Especially when you are replacing already cheap "unskilled" or manual labor
with even cheaper labor.

In the long run markets will adjust but the long run in this case can be
longer than the life of a single worker.

Depending on how much labor you introduce you get get into a pretty never
ending cycle of rotating your employment force.

And one can make an argument that displacing day labor with homeless people
can have a bigger negative affect since employed day labor is more likely to
have financial obligations and dependants than a homeless person.
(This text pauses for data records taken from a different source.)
PR #52, opened 2017-11-30
added some docs for the WeightDrop class

apiltamang:
More docs to slowly help me complete the picture for the LSTM model we used for the NLP section. Let me know if any corrections need be made..

Thnx

### DIFF
--- a/fastai/rnn_reg.py
+++ b/fastai/rnn_reg.py
@@ -19,12 +19,46 @@ class LockedDropout(nn.Module):
 
 
 class WeightDrop(torch.nn.Module):
+    """A custom torch layer that serves as a wrapper on another torch layer.
+    Primarily responsible for updating the weights in the wrapped layer based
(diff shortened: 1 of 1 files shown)


jph00:
Thanks! A few comments:

- Rather than 'Method processes the weights in the wrapped module by essentially deleting them', you can always remove the word 'method' from the start, so it's just 'process the weights in the wrapped module by essentially deleting them'
- LockedDropout is doing variational dropout, so you should document that
- For methods where you're not sure what it's doing, don't add docs to them, but instead ask for help understanding them on the forum. I don't want us to have docs saying "I don't know what this is"!
- Ditto for even if you're not quite *sure* what's happening in a method - rather than adding a docstring, ask on the forum about it, and then document it after you're confident you understand it clearly

apiltamang:
closing this branch. I've opened a new branch where I've consolidated all the docs.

This is why it's very important to carefully manage these programs and ensure
they are at best self sufficient with some public funding but never
profitable.

You want them to maw the lawns where lawns would not have been mawend before
not to take over existing works.

------
Mz
Oy. "The homeless" are not a separate race, religion, creed, etc. _If you get
housing, you stop being homeless._ Programs aimed at "helping the homeless"
tend to be inherently deeply fucked up.

We need more affordable housing generally and other solutions aimed at helping
_human beings with personal challenges._ Those are the folks who end up
homeless. Designing programs to help the homeless actually incentivizes being
homeless and becomes another barrier to getting off the street because you
need to remain homeless to qualify, and that is all kinds of fucked up.

Source: Had a class on homelessness, been homeless for 4.5 years, and I run
the San Diego Homeless Survival Guide (a blog).

------
yazaddaruvala
I wish every city gave money to people to returned bottles to a bottle depot.
For those not familiar: Buyers of recyclables pay a recycling deposit up front
and any one who returns the recyclables will get the deposit back.

It would also be fascinating to provide transportation for the homeless to the
nearest garbage dumps. Pay them for sorting out any recyclables. Allow them to
take anything which might be of use to them.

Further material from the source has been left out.